Activity >> From the entries below, count the lines holding the word "same" and give nothing but the number.
[Records to use]
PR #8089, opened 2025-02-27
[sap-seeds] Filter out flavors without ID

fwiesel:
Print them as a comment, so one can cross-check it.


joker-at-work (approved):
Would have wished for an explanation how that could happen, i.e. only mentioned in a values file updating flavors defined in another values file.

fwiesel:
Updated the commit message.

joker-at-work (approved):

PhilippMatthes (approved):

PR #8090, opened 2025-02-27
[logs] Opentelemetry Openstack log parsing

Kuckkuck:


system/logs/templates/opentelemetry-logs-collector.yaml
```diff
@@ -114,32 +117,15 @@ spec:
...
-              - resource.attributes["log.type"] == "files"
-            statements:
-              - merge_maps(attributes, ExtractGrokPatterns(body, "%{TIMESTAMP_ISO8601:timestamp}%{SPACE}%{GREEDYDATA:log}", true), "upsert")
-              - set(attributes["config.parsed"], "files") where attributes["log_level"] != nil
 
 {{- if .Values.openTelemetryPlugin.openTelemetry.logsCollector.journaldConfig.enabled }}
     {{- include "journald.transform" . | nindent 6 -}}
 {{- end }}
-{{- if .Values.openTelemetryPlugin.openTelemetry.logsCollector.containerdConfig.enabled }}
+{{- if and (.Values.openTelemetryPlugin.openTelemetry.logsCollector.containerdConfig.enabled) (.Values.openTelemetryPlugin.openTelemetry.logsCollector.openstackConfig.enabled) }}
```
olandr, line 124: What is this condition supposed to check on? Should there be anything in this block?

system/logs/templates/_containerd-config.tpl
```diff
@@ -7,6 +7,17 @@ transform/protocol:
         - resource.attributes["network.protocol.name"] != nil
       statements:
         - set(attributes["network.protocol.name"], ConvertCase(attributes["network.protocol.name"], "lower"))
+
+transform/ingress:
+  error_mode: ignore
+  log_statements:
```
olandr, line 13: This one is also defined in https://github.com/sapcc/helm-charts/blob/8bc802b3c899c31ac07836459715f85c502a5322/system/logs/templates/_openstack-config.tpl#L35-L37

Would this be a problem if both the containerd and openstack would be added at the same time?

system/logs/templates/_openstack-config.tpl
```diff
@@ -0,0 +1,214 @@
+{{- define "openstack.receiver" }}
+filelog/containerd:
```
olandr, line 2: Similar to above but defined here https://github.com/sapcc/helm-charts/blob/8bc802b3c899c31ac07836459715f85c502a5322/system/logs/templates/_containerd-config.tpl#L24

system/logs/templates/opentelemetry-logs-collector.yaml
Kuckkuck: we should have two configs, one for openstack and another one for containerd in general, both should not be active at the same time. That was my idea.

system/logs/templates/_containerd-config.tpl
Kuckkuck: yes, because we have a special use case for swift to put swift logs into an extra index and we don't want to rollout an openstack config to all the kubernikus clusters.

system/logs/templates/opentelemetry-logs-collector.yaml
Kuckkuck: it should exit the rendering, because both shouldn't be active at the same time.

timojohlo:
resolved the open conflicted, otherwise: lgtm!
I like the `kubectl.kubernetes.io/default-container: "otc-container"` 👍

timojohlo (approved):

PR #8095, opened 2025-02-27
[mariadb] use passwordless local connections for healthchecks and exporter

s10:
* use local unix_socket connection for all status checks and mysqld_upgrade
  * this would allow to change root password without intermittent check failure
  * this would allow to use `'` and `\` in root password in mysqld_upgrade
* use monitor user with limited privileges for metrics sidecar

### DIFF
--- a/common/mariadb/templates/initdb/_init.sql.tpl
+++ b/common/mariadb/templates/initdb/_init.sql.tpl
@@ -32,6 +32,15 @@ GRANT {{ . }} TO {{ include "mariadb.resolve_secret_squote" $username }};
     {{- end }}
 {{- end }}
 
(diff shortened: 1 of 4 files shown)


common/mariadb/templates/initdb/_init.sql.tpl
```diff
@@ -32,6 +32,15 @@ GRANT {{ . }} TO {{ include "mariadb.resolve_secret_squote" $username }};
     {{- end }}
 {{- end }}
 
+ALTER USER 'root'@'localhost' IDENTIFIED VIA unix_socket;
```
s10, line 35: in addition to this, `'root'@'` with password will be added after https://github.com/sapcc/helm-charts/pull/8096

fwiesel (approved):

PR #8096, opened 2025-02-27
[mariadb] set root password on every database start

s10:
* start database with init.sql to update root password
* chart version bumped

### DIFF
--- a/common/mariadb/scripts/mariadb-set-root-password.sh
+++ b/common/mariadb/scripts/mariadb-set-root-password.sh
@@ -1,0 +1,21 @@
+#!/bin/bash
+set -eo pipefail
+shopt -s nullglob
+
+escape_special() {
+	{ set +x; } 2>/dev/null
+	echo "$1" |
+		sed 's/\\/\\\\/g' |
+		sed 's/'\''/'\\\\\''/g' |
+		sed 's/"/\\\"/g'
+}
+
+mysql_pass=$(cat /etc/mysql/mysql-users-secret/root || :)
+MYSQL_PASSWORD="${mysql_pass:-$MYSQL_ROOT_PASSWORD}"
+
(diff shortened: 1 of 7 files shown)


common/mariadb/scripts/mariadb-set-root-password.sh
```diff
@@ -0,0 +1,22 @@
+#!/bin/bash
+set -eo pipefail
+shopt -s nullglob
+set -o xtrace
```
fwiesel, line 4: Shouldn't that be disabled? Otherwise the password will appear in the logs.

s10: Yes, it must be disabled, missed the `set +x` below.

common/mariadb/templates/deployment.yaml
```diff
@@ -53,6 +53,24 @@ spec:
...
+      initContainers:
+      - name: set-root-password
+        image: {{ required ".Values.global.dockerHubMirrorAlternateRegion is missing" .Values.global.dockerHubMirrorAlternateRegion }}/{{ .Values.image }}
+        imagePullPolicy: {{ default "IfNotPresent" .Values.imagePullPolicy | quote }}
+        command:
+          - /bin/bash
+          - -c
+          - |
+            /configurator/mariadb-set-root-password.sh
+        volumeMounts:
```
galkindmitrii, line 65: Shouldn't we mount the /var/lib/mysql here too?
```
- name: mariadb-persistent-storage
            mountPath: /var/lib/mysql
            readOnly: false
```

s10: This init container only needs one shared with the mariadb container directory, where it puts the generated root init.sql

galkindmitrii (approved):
[/Records to use]
Exercise output >> 3